◆ **GOAL OF THE EXERCISE**:
In the listing that follows, copy out each line that includes the word "should".
+++ DATA EXCERPTS
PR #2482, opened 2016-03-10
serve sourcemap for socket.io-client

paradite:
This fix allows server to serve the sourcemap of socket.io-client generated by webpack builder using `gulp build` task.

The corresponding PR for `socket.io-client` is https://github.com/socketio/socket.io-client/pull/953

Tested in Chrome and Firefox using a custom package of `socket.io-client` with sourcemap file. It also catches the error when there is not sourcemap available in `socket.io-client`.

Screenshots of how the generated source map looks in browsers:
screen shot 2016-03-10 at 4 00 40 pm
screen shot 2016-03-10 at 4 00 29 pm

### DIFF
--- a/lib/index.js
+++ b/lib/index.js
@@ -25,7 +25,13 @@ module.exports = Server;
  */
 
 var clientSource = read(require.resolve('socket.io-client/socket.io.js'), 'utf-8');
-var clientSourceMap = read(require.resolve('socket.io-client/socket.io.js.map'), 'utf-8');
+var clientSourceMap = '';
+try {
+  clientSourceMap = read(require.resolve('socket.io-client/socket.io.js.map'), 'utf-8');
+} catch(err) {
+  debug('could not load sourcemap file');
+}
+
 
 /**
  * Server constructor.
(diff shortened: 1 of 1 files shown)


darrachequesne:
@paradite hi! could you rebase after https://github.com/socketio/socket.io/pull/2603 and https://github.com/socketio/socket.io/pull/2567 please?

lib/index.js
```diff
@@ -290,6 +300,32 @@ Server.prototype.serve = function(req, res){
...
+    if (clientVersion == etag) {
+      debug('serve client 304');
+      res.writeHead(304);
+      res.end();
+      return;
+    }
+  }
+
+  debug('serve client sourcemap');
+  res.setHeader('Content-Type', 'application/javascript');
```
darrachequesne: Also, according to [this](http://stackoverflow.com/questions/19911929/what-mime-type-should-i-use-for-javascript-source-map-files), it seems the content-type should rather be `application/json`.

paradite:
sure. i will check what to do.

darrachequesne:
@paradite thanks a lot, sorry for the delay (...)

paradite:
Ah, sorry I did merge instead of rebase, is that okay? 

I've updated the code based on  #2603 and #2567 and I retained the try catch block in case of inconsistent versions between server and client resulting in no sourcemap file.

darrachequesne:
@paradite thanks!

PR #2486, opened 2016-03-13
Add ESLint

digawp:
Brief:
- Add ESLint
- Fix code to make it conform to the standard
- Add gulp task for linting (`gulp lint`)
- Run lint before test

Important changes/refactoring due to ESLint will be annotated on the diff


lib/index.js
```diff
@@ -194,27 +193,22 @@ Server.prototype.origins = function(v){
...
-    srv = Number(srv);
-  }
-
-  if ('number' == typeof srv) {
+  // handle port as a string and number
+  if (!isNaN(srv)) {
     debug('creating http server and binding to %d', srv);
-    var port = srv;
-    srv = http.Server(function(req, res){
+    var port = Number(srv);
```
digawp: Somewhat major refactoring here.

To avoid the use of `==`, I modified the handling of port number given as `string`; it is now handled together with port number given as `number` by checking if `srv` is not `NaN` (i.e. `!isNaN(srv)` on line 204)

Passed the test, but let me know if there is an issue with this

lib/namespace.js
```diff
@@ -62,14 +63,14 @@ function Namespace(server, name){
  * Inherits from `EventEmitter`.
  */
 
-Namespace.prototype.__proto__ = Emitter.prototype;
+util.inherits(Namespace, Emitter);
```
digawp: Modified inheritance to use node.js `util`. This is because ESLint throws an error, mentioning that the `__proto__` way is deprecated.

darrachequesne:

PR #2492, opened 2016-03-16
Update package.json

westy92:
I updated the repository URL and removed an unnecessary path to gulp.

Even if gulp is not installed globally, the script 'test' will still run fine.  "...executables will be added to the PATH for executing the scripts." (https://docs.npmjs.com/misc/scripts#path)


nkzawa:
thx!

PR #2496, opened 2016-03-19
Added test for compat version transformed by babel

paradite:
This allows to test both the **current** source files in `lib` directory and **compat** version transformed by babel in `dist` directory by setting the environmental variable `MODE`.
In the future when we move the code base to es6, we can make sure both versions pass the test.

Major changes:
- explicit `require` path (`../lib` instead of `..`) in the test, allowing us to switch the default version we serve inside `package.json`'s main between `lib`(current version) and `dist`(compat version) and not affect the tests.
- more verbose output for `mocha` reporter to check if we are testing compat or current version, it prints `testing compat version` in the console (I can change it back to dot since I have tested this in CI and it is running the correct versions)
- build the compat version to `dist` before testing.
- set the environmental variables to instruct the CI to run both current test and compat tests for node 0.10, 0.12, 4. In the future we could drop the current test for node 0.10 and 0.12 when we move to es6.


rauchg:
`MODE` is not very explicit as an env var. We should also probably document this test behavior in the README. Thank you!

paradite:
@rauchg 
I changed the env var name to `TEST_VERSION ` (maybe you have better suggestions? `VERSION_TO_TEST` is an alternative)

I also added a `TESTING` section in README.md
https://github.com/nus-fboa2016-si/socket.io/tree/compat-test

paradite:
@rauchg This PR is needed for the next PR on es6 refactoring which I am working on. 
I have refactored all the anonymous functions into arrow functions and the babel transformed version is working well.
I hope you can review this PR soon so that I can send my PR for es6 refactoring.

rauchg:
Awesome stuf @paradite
++++++
◆ **RESPONSE**:
darrachequesne: Also, according to [this](http://stackoverflow.com/questions/19911929/what-mime-type-should-i-use-for-javascript-source-map-files), it seems the content-type should rather be `application/json`.
`MODE` is not very explicit as an env var. We should also probably document this test behavior in the README. Thank you!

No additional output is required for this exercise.